ABOUT THIS TASK:
Return all lines in the data where the string "description" can be found.

EXERCISE DATA:
PR #30, opened 2016-11-29
Feature/add exam accommodation event table

millerts:
It seemed there were enough moving pieces around accommodations that it would be good to have this change merged separate from the feature work around opening an exam.

### DIFF
--- a/client/src/main/java/tds/exam/ExamAccommodation.java
+++ b/client/src/main/java/tds/exam/ExamAccommodation.java
@@ -17,6 +17,7 @@ public class ExamAccommodation {
     private String description;
     private Instant deniedAt;
     private Instant createdAt;
+    private Instant deletedAt;
 
     public static class Builder {
         private long id;
@@ -27,6 +28,7 @@ public class ExamAccommodation {
         private String description;
         private Instant deniedAt;
         private Instant createdAt;
+        private Instant deletedAt;
 
         public Builder withId(long id) {
             this.id = id;
@@ -87,6 +89,11 @@ public class ExamAccommodation {
             return this;
         }
 
+        public Builder withDeletedAt(Instant deletedAt) {
+            this.deletedAt = deletedAt;
+            return this;
+        }
+
         public ExamAccommodation build() {
             return new ExamAccommodation(this);
         }
@@ -101,6 +108,7 @@ public class ExamAccommodation {
         description = builder.description;
         deniedAt = builder.deniedAt;
         createdAt = builder.createdAt;
+        deletedAt = builder.deletedAt;
     }
 
     /**
@@ -166,5 +174,18 @@ public class ExamAccommodation {
      */
     public boolean isApproved() {
         return deniedAt == null;
+    }
+
+    /**
+     * Delete date
+     *
+     * @return the delete date
+     */
+    public Instant getDeletedAt() {
+        return deletedAt;
+    }
+
+    public void setId(long id) {
+        this.id = id;
     }
 }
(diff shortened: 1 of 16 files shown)


client/src/main/java/tds/exam/ExamAccommodation.java
```diff
@@ -167,4 +175,17 @@ public Instant getCreatedAt() {
...
+    /**
+     * Delete date
+     *
+     * @return the delete date
+     */
+    public Instant getDeletedAt() {
+        return deletedAt;
+    }
+
+    public void setId(long id) {
```
millerts: Note here the id.  I couldn't think of a better way to do this since the id is auto incrementing.  Used in the command repository.

service/src/main/java/tds/exam/repositories/impl/ExamAccommodationQueryRepositoryImpl.java
```diff
@@ -37,16 +37,28 @@ public ExamAccommodationQueryRepositoryImpl(@Qualifier("queryJdbcTemplate") Name
...
-            "   exam_accommodations \n" +
+            "   exam_accommodation ea \n" +
+            "JOIN ( \n" +
+            "   SELECT \n" +
+            "       exam_accommodation_id, \n" +
+            "       MAX(id) AS id \n" +
+            "   FROM \n" +
+            "       exam_accommodation_event \n" +
+            "   WHERE deleted_at is null \n" +
+            "   GROUP BY exam_accommodation_id \n" +
```
jtreuting: I think I would need to test this out with real data, but it seems to me that this subquery might not be bringing back what is needed, but I might be reading it wrong.

If an accommodation is deleted, then the latest record would have deleted_at set to `null`, but this query would ignore that record and get the previous one where deleted_at is `not null`.

service/src/main/java/tds/exam/repositories/ExamAccommodationCommandRepository.java
```diff
@@ -13,5 +13,12 @@
      *
      * @param accommodations list of {@link tds.exam.ExamAccommodation} to insert
      */
-    void insertAccommodations(List<ExamAccommodation> accommodations);
+    void save(List<ExamAccommodation> accommodations);
```
millerts: This is the convention that we have been using.  I personally don't care as long as it is consistent throughout.  `insert()`?  `update()` only updates certain parts as well so there is nuance regardless of the names we choose.

service/src/main/java/tds/exam/repositories/impl/ExamAccommodationQueryRepositoryImpl.java
millerts: You are correct.  Added a unit test to verify the failure and corrected the query.

service/src/main/java/tds/exam/repositories/impl/ExamAccommodationQueryRepositoryImpl.java
```diff
@@ -91,14 +91,14 @@ public ExamAccommodationQueryRepositoryImpl(@Qualifier("queryJdbcTemplate") Name
...
-                "   WHERE deleted_at is null \n" +
                 "   GROUP BY exam_accommodation_id \n" +
                 ") last_event \n" +
                 "  ON ea.id = last_event.exam_accommodation_id \n" +
                 "JOIN exam_accommodation_event eae \n" +
                 "  ON last_event.id = eae.id \n" +
                 "WHERE \n" +
-                "   exam_id = :examId;";
+                "   exam_id = :examId" +
+                "   AND deleted_at IS NULL;";
```
jtreuting: Hope i'm not picking nits here but i also like the aliases here when there are multiple tables so you can easily tell what table they are coming from

millerts: Fixed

PROBLEM SOLUTION:
     private String description;
         private String description;
         description = builder.description;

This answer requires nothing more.